__Assignment__. Begin at the line with "As typeof returns" and write out every line after it, exactly, through the last line below, adding nothing.

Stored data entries
⁂

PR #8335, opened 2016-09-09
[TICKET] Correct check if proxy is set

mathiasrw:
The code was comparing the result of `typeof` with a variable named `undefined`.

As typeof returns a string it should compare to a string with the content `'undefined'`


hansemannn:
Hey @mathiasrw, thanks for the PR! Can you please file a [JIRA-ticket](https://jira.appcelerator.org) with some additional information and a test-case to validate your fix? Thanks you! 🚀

⁂

__Result__.
As typeof returns a string it should compare to a string with the content `'undefined'`


hansemannn:
Hey @mathiasrw, thanks for the PR! Can you please file a [JIRA-ticket](https://jira.appcelerator.org) with some additional information and a test-case to validate your fix? Thanks you! 🚀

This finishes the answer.